Gabi. Un genio de nuestro siglo. Me muestra un nuevo camino a la hora de hacer  y abordar la magia.
Aunque luego también con los que más aprendo son con los que comparto el día a día.
Manolo Talman. Mi hermano mayor. (Esas relaciones familiares que tanto le gustaban a Arturo) Me ha enseñado mucho de lo que sé. Ha perdido muchas horas conmigo.
Jose Que_soy_yo. Hermano gemelo. A su lado aprendo y crezco.
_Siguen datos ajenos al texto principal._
Issue #6867, opened 2026-04-13
x509pop workload api support


kfox1111:
Currently you can use the spiffe-helper along with the spire-agent with x509pop node attestor to exchange a workload svid for a full node svid. This works very well for nested environments where you may want to have a spire-agent on the host and one in k8s, or you want to exchange the pod identity for the vm running inside it.

But, to do this, you need to write out the keys to disk. Instead I'd like to modify the x509pop agent to optionally be configured to just get the cert/key/trustbundle via the spiffe workload api directly, simplifying the process.

tjons:
We have a custom attester plugin that does something very similar. We have a trust domain from which we issue machine identities, where each machine identity is an alias referencing every node in the trust domain. We then have a number of trust domains that federate with this root trust domain, which we call "trunk" trust domains. Each agent in the trunk trust domain is registered as a workload in the root trust domain, giving it a unique SPIFFE ID. Our plugin provides the ability for the trunk agents to retrieve an X.509 SVID from the root trust domain via the root agent's workload API socket, and then perform x509pop attestation in the `trunk` trust domain _via_ the agent SVID from the root trust domain. 

It's been a fairly nifty solution to allow us to decouple infrastructure trust (the root trust domain) from the workload trust domains (the trunks).

kfox1111:
@tjons thanks fro sharing. :)

I was thinking of something very similar. The remaining missing feature I think after this pr to make it very generic, would be to enable the mode=spiffe setting on the server to also specify a federated trust domain name to use.

This piece is useful all by itself though.

kfox1111:
This merged.

PR #6884, opened 2026-04-17
x509pop agent workload api support

kfox1111:
- [x] Documentation updated?

Enable using a spiffe workload api socket to get the certificate for a x509pop node attested agent.

**Which issue this PR fixes**
https://github.com/spiffe/spire/issues/6867


sorindumitru (commented):
This looks ok, @kfox1111, thanks for the changes! Would it be possible to test the changes using something like the [fake workload api](https://github.com/spiffe/spire/blob/main/test/fakes/fakeworkloadapi/workloadapi.go) implementation?

kfox1111:
> This looks ok, @kfox1111, thanks for the changes! Would it be possible to test the changes using something like the [fake workload api](https://github.com/spiffe/spire/blob/main/test/fakes/fakeworkloadapi/workloadapi.go) implementation?

Done

pkg/agent/plugin/nodeattestor/x509pop/x509pop.go
```diff
@@ -118,14 +122,14 @@ func (p *Plugin) AidAttestation(stream nodeattestorv1.NodeAttestor_AidAttestatio
...
-func (p *Plugin) Configure(_ context.Context, req *configv1.ConfigureRequest) (*configv1.ConfigureResponse, error) {
+func (p *Plugin) Configure(ctx context.Context, req *configv1.ConfigureRequest) (*configv1.ConfigureResponse, error) {
 	newConfig, _, err := pluginconf.Build(req, buildConfig)
 	if err != nil {
 		return nil, err
 	}
 
 	// make sure the configuration produces valid data
-	if _, err := loadConfigData(newConfig); err != nil {
+	if _, err := loadConfigData(ctx, newConfig); err != nil {
```
sorindumitru: We were discussing this between the maintainers and we usually try to keep the `Configure` call offline. Could we only load the cert from the worload api during attestation? We do the same in other plugins, for example [spire UpstreamAuthority](https://github.com/spiffe/spire/blob/7e6f00b327af7b853a717ecdb89478c36b054a33/pkg/server/plugin/upstreamauthority/spire/spire.go#L105)

pkg/agent/plugin/nodeattestor/x509pop/x509pop_test.go
```diff
@@ -68,6 +75,69 @@ func (s *Suite) TestAttestSuccessWithIntermediates() {
...
 }
 
+func getTestAddress(path string) string {
+	if runtime.GOOS == "windows" {
+		return "npipe:" + strings.TrimPrefix(path, `\\.\pipe\`)
+	}
+	return "unix://" + path
+}
+
+func (s *Suite) TestAttestSuccessWithWorkloadAPI() {
```
sorindumitru, line 86: Could we also have a negative test for the attestation?

pkg/agent/plugin/nodeattestor/x509pop/x509pop.go
kfox1111: Wouldnt that cause a lot more round trips at a critical time to the socket when a bunch of spire-agents try and attest to the server in a batch?

sorindumitru: I don't think that's an issue. You could say that the same happens when the system starts up, so you're likely to run into that issue either way.

kfox1111: Doh, your right. I was mistakenly thinking of the server side, not the agent side. Its been a long week....

Yeah, pulling it in during attestation makes sense to me too.

kfox1111: hmm....

It looks like loadConfigData happens in two places. Configure and AidAttestation. during configure, it has the comment 
```
// make sure the configuration produces valid data
```

Which makes sense to do I think?

So other then configure check time, its only loading it during attestation.

Do we remove the config time check?

sorindumitru: I think it's good to still load the certs from the filesystem, it's just about operations that may take a long time.

pkg/agent/plugin/nodeattestor/x509pop/x509pop_test.go
kfox1111: done

pkg/agent/plugin/nodeattestor/x509pop/x509pop.go
kfox1111: ok. done.

test/fixture/nodeattestor/x509pop/generate.go
```diff
@@ -38,6 +38,7 @@ func main() {
 		SerialNumber:          big.NewInt(0x4d5e6f),
 		BasicConstraintsValid: true,
 		IsCA:                  true,
+		KeyUsage:              x509.KeyUsageCertSign | x509.KeyUsageCRLSign,
```
sorindumitru, line 42: Was this a new requirement that you encountered somewhere? Should we also add it to the root CA in that case?

kfox1111: sort of. the certs in the test never ran through spiffe workload api before. the go spiffe code does some sanity checks that break now when running through the new spiffe socket test code

sorindumitru: That makes sense, could you also add then to the root? I imagine it should have them too

kfox1111: done

sorindumitru (approved):
LGTM, thanks @kfox1111!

Mago muy completo.

6.- ¿Crees que nos encontramos en una nueva etapa de la historia de la magia marcada por un exceso de información y una mayor facilidad para acceder a ella? ¿Cómo crees que serán los magos de esta nueva generación?

Lo queramos o no, es una nueva época de la información y a la magia le iba a afectar. El exceso de información en la magia es muy malo  ya que de por sí nos diversificamos mucho. Nos ponemos a estudiar algo y lo dejamos a medias para irnos a otra cosa. 
Para comprarme un libro, yo tenía que estar ahorrando casi 6 meses, por lo que no me podía permitir el lujo de pensar “eso no me gusta...voy a por otra cosa”. Eso te obligaba a estudiar los libros. A reposarlos con tiempo. A asimilarlos.
Por supuesto que saldrán nuevos magos (hablo de los buenos) de esta generación, pero seguro que terminan recurriendo al aprendizaje clásico, es decir, libros, maestros directos y actuaciones de otros magos.

7.- ¿Es Miguel Ajo el mismo cuando actúa que cuando no lo hace?

Pues si, y no. No soy de los que tiene un personaje mientras actúa, pero si es verdad que es un poco más teatralizado que el Miguel Ajo persona.
También es cierto que soy más "Yo" cuando actúo de salón que cuando lo hago de cerca. El “Miguel AJO” de cerca a veces es un pelín más serio.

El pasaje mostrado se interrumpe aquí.